Two design choices we considered:

  1. Should we use window keyed or non-keyed windows. Currently we don’t really make use of task parallelism, but this might change in the future. Depending on the partition keys we select, we might end up with data skew. Currently eventgate keys by (wiki_id, page_id), should we adopt the same strategy?

  2. Whether we should batch based on time or record counts. The former approach is straightforward to implement, and resilient to data skew. The latter would lead to a more uniform distribution of events, but might result in a low cardinality partition to starve. Would it make sense to try and combine both approaches?

We settled on using a key datastream and an ad hoc KeyedProcessFunction that combines count and time based triggers. Experiments showed that this approach decreased memory pressure on the beam executor, by reducing the number of windows spawned and kept open in the worker processing queue.

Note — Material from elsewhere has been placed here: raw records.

PR #1486, opened 2015-10-19
Include all nested js in glob for typescript

samccone:


samccone:
tested locally :) this one is now working as we expected :smile_cat:

PR #1218, opened 2015-03-19
Convert TroopJS example

mikaelkaron:
Hi.

We've started work on converting and think we have something we can share. Note that this is still preliminary code, but we think it's in a state where we are ready for feedback.

These are know issues:

 - bower used for packaging vs. npm. Hope this is not a problem.

These are outstanding tasks:

- [X] Update "completed count" (pending tastejs/todomvc#1215) [_code is there to update text, hopefylly this will work in the future_]
- [x] Add source comments
- [x] Update readme
- [x] Remove unused vendor files

PR #1491, opened 2015-10-25
Update TroopJS to latest 3.0.x and new template.

mikaelkaron:
Reopen from tastejs/todomvc#1218


mikaelkaron:
Its not clear to me from the travis output what went wrong here @samccone maybe?

samccone:
@mikaelkaron checking out this branch looks like you are missing a few things, I am unable to add new todos (no JS errors), and the styles are missing

screen shot 2015-10-27 at 9 20 56 am

mikaelkaron:
I just did the same, but for me it works fine... let me try to force push, maybe I forgot something?

samccone:
@mikaelkaron  it is very likely there are files that are gitignored that you have locally that are not committed.

To debug this: 

* clone your fork into a clean folder 
* checkout your branch 
* try and view this example, it should match what I see.

mikaelkaron:
There. Should be good to go now.

I guess fiddling with `.gitgnore` is trickier than I expected.

samccone:
@mikaelkaron not quite yet ;)

mikaelkaron:
ohwell. is the UI still broken? or is this about the travis build?

mikaelkaron:
Any pointers to what I should look at, are you able to make a clean pull that looks ok?

samccone:
Hey @mikaelkaron I did some digging and it turns out it was my fault! 
So I ran the test suite and ended up finding some issue around the routing tests.

If you want you can run the tests locally by starting up a local server and then running from the root

`./test-runner`

mikaelkaron:
Ok, I can replicate the routing errors locally with the tests (but I can do that all manually, let me see what is failing).

mikaelkaron:
After a bit of research I'm more confused then when I started... So from what I can see the routing tests actually fail because it can't find the list element by xpath.... I came to this conclusion by first isolating a failing test and executing:

```bash
npm run test -- --framework=troopjs_require --grep 'Routing should allow me to display active items'
```

so we'll fail with this:

```bash
  TodoMVC - troopjs_require
    Routing
      1) should allow me to display active items


  0 passing (6s)
  1 failing

  1) TodoMVC - troopjs_require Routing should allow me to display active items:

      AssertionError: [ 'book a doctors appointment', 'buy some cheese' ] deepEqual []
      + expected - actual

      -[
      -  "book a doctors appointment"
      -  "buy some cheese"
      -]
      +[]
```

however if you manage to spy on the UI when this test runs you can see it actually doing what it's supposed. So I dug into the test and started stepping through `testOps.assertItems` -> `page.getVisibleLabelText` -> `page.getVisibleItemLabels` -> `page.getItemLabels` where I realize that no labels are returned.

So I added some debug code in `page.getItemLabels` to see what's up.

```javascript
var _xpath = this.getTodoListXpath();
this.tryFindByXpath(_xpath).then(function (_result) {
	console.log("tryFindByXpath:getTodoListXpath", _xpath, _result);
});
```

and when I run the test I can see this in the console output:

```bash
tryFindByXpath:getTodoListXpath //ul[@class="todo-list"] []
```

whaaat?

After a bit of digging I think an acceptable solution could be to modify the xpath query returned from `getTodoListXpath` to be `'//ul[contains(@class, "todo-list")]` [here](/tastejs/todomvc/blob/3f4bc5f42099689a2a684df68bb3518beacad3b9/tests/page.js#L19).

I'm not 100% sure why this fixes the problem but the query looks to be in line with other `@class` based xpath queries so I don't think it's a bad change.

If you think this change is OK I can submit a separate PR against master and then rebase.

samccone:
oh wow @mikaelkaron A+++++ research here :clap: thanks SO MUCH

I would love it if you would submit another PR for that tweak (I can also do it but you deserve all of the credit)

I am excited to see this PR finally land, thanks a million for working through it with us :)

samccone:
cool @mikaelkaron if you rebase now.. things should go green :dancer:

mikaelkaron:
Looks like I get no love from travis. I get the feeling the tests start running before the app is "ready" (all js deps are loaded) and thus some elements may not be there, and from that I'm going to go out on a limb and say it has something to do with requirejs.

Is there an "official" way that I can signal the test runner that the app is ready? Maybe something like focusing the input, or starting out with the input disabled and then enabled, really anything that can be observed from the outside (test runner) and that perhaps made some sense in the context of the application (otherwise maybe just triggering a custom dom event)?

mikaelkaron:
To confirm I increased the delay [here](https://github.com/tastejs/todomvc/blob/3f4bc5f42099689a2a684df68bb3518beacad3b9/tests/test.js#L46) from `200` to `2000` and the router tests pass (however the persistence test fails).

samccone:
Hey @mikaelkaron so, obviously this test-runner is generic enough to run across every implementation but each implementation does have some special gotchas... async loading of assets is totally a valid thing, and you are right... it seems like we are not handling it..

So I would take a look at where the first point of failure is, and then we can put some smart retry verify logic inside of a wait (that is generic enough to work on every implementation and will "fix" this case)... and that should take care of things

I wrote up some thoughts about this entire cycle here http://samsaccone.com/posts/fixing-the-flake.html


If you would like to take a stab at this it would be very much appreciated, however I will also take a look at this tonight, thanks for working through this with us :dancer:

mikaelkaron:
If some generic bootstrap can be made that would allow other test runners to be used that would be great (basically if the "detect ready" and the "start test runner" parts were separated and somewhat independent).

I mention this 'cause I've actually talked to someone who uses todomvc as one of his components when teaching test automation and he was looking for exactly this kind of functionality.

If you want some extra hands or viewpoints I'm always available.

samccone:
yeah, "detect ready" is really what we are after here however a simple concept it may be... there are many layers of "ready" and codifying it is the hard (see fun) part

mikaelkaron:
I guess that asking app developers to generate a synthetic event (selecting, clicking or custom) somewhere is not an option? If I remember correctly [the spec already says the "new item" input should be focused](/tastejs/todomvc/blob/master/app-spec.md#new-todo)

> The input element should be focused when the page is loaded preferably using the autofocus input attribute.

If we update that paragraph to say that the element should be focused when the app is "ready" and if it is auto focused we simply hook the browsers 'ready' event.

This would probably mean that we should update async loading examples to defer focus but that feels like fair effort for value. For any existing framework the change is backwards compatible as all we're doing is to wait before each test for the input to receive focus, and there is a test for that already so passing apps should be safe.

samccone:
@mikaelkaron got it all working, a green CI is just a rebase away for you :)
https://github.com/tastejs/todomvc/pull/1499

examples/troopjs_require/js/clear.js
```diff
@@ -0,0 +1,38 @@
...
+	'use strict';
+
+	/**
+	   * Component for the `.clear-completed` button
+	   */
+
+	return Component.extend({
+		/**
+		  * HUB `todos/change` handler (memorized).
+		   * Called whenever the task list is updated
```
samccone: nit: looks like your spacing is off a tiny bit

examples/troopjs_require/.gitignore
```diff
@@ -0,0 +1,39 @@
...
+!node_modules/mu-merge/main.js
+!node_modules/mu-selector-set/main.js
+!node_modules/mu-selector-set/src/*
+!node_modules/poly/lib/*
+!node_modules/poly/support/*
+!node_modules/poly/array.js
+!node_modules/poly/json.js
+!node_modules/poly/string.js
+!node_modules/requirejs/require.js
+!node_modules/todomvc-app-css/index.css
```
arthurvr: This one is a duplicate of line 3

samccone:
#1514 is all :green_apple: 

going to land this now (with #1514 {I took care of the nits for you}), @mikaelkaron thanks for sticking this one out!!!! A+ work all around 

:spaghetti: :school: :dancer: :bee: :beers: :rocket: :space_invader: :heart_eyes_cat: 


photo on 11-9-15 at 10 13 pm

PR #1493, opened 2015-10-27
analyse and learn angularjs with typescript

spatil2014:


samccone:
Hi @spatil2014 since there is no explanation here, I am going to close, let us know if we should reopen.

PR #1498, opened 2015-11-04
Make todo-list XPath more permissive

mikaelkaron:
This patch updates the XPath returned from `page.getTodoListXpath` to test if the `class` attribute contains `todo-list` vs. the previous behaviour where the test was equality. This provides a robust solution that prevents some false positives returned from route related tests in tastejs/todomvc#1491.


samccone:
:+1: great work @mikaelkaron

PR #1505, opened 2015-11-08
Vanilla ES6

lukeed:
Translated the `vanillajs` example into ES6 / ES2015. There are currently no other examples written in ES6.

Semicolons are excluded because of:
1. https://github.com/rse/es6-features
2. http://blog.izs.me/post/2353458699/an-open-letter-to-javascript-leaders-regarding
3. supposed standard for ES6 syntax

Built script is the default output of a Webpack build -- hence the comments and funny spacing. But, after all, the example is showing off the ES6 files!

A suite of dev tools is included for further development.


sindresorhus:
I like the idea of showcasing ES2015, but I think it should just be the existing vanilla JS app upgraded to ES2015 instead of another app.

It should also just use Babel directly as a npm run script. No need to have a complicated build-step. [Example](https://github.com/sindresorhus/pageres/blob/28dd9b3004c05470202f02e0ac0d0ee148a63768/package.json#L17).

passy:
+1 for @sindresorhus' point.

addyosmani:
Imo, it's useful for us to still have both an ES5 variant of the vanilla JS app and an ES2015 version. Beginners unfamiliar with ES2015 could benefit from comparing the 'older' syntax with 'new' and once we hit a point where cross-browser ES2015 support is significantly covered, we can drop the ES5 version completely. 

Keeping the ES5 version around is also useful to us browser vendors from a performance comparison stand-point. We've been wanting to compare ES5 vs. ES2015 vs. Babel output of the same app across TodoMVC and (selfishly) this would be useful to be actively supported. 

Other than that, +1 on the `npm run` script.

sindresorhus:
> Beginners unfamiliar with ES2015 could benefit from comparing the 'older' syntax with 'new'

I don't think this is the place to teach people ES2015. The purpose of the vanilla app is to show the best way to create an app in pure JS instead of using a framework. The best way is with the latest syntax.

> Keeping the ES5 version around is also useful to us browser vendors from a performance comparison stand-point.

That's a valid reason, but nothing prevents us from having the existing app in a different repo for that purpose, which IMHO is different from the purpose of TodoMVC, and more of a useful bi-effect of our comprehensive collection of app.

lukeed:
Thanks for the `npm run` tip, I'll upgrade my branch to rely on just that.

As for the usefulness of this example and/or where it should live, I'll let you guys duke that out since this is your project.

My 2¢ is that TodoMVC is a place to learn and compare frameworks, as well as framework syntax. Since ES2015 is not *yet* the new standard (using browsers' ability to read non-compiled ES2015 as the metric), and with so many "Learn ES6" guides still being pumped out, I think a separate example is totally valid... for the time being.

@sindresorhus is thinking far ahead, when ES2015 just becomes known as JavaScript. At that point, both "vanilla" repos can be merged because there'd no longer be a need or curiosity to compare ES5 against ES6 anymore.

sindresorhus:
> @sindresorhus is thinking far ahead, to when ES2015 just becomes known as JavaScript.

No, he's not, he's thinking now! :) ES2015 is JS, today. Latest Node.js, Chrome, Firefox, Edge already covers the most popular ES2015 features. In my opinion, not knowing ES2015 is not knowing JS.

I don't have strong feeling whether this should be a separate app or not, so I'll leave that up to the other maintainers, but I strongly disagree with the sentiment that people shouldn't be expected know/learn ES2015 today.

lukeed:
@sindresorhus I'm on the same page 100%, lol. But in terms of practicality, ES2015 acts as a separate entity when it comes time to write an app that should be able to run on anything other than the cutting edge releases

ycyxyd:
Hallo,

bitte schmeißen Sie meine Email-Adresse von Ihre List 
raus, ich bekomme jeden Tag unendlich solche Emails von dieser Adresse, 
und nur in Spam wegschmeißen bringt es gar nicht.

vielen Dank

Date: Sun, 8 Nov 2015 10:44:30 -0800

lukeed:
So, to be perfectly honest, I'm not sure what to do about the failing Travis checks...? It's unhappy about formatting & function declarations for the bundled Browserify file

lukeed:
@ycyxyd I did a rough translation, but if you don't want to receive notifications about Pull Requests, you have to update your 'Watch' settings for the TodoMVC repo

samccone:
@lukeed since the files are compiled you will want to add them to the root .jscs config
https://github.com/tastejs/todomvc/blob/master/.jscsrc#L26

lukeed:
@samccone every file that was compiled, or just the final `bundle.js`?

samccone:
@lukeed mind squashing this down into 1 commit for us to review?

lukeed:
fuark

PR #1510, opened 2015-11-09
correct actual vs. expected order in assertions

davidrunger:
See https://nodejs.org/api/assert.html. The "actual" value should come
first, and the "expected" value should come second. This ordering is
important in order for the output describing a failed test to be
correct/accurate.

### DIFF
--- a/tests/testOperations.js
+++ b/tests/testOperations.js
@@ -15,7 +15,7 @@ function TestOperations(page) {
 	}
 
 	function testIsVisible(elements, name) {
-		assert.equal(1, elements.length);
+		assert.equal(elements.length, 1);
 		elements[0].isDisplayed().then(function (isDisplayed) {
 			assert(isDisplayed, 'the ' + name + ' element should be displayed');
 		});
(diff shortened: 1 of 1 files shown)


samccone:
heh this has been bothering me for a while :)

Thx for the fix A+

tests/testOperations.js
```diff
@@ -23,7 +23,7 @@ function TestOperations(page) {
 
 	this.assertFocussedElementId = function (expectedId) {
 		page.getFocussedElementId().then(function (id) {
-			assert.notEqual(-1, id.indexOf(expectedId), 'The focused element did not have the expected id ' + expectedId);
+			assert.notEqual(id.indexOf(expectedId), -1, 'The focused element did not have the expected id ' + expectedId);
```
arthurvr: This assertion should probably just use `id.includes()`, right?

samccone: it could :) ... there is a whole host of improves to the test suite that can be done, any help is *more* than appreciated

arthurvr: Sure, going to take time to clean it up tomorrow.

samccone: :+1: :clap: thx!!!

Count + time window should also be better for lower volume streams, as the time trigger will happen if the window doesn’t fill soon enough.

Event processing function

We introduced an EventProcessFunction class that:

  • Calls a user provided function, expected to take a single event dict, and return a transformed event dict.

  • Implements a thread pool on a minibatch to allow asynchronous function execution. A batch is considered full when one the following conditions are met: 1. batch_size elements have been consumed. 2 . and interval batch_duration_ms milliseconds have elapsed. Mini batching with count and time triggers combines two KeyedProcessFunction methods to mini-batch a datastream using windows:

    1. process_elements() consumes incoming records, and submits futures to an executor thread pool. Once batch_size records have been consumed, futures are collected and the current window is closed. When process_elements() is invoked and no future has been scheduled a timer is registered in Flink Timer Registry. The timer will trigger at <current_time> + batch_duration_ms.

    2. on_timer() is triggered when the window timeout is reached and the timer registered in process_elements() fires. Any pending future is collected and the current window is closed. TODO: we should consider extracting this logic out of a Process function and move it to a trigger. Currently there is tight coupling with async execution and our EventProcessFunction logic, since it is our public API and we don’t need users to be concerned with partitioning and managing windows. Future use cases could benefit from a reusable trigger. Maybe part of the Java codebase?

  • Emits various Flink metrics about memory used, and process func results.

Event Process Function decoratorsg

The functions module provides decorator for ad-hoc processing use cases:

  • http_process_function that wraps a function and handles instantiation of a requests.Session object, with a retry policy and a worker pool.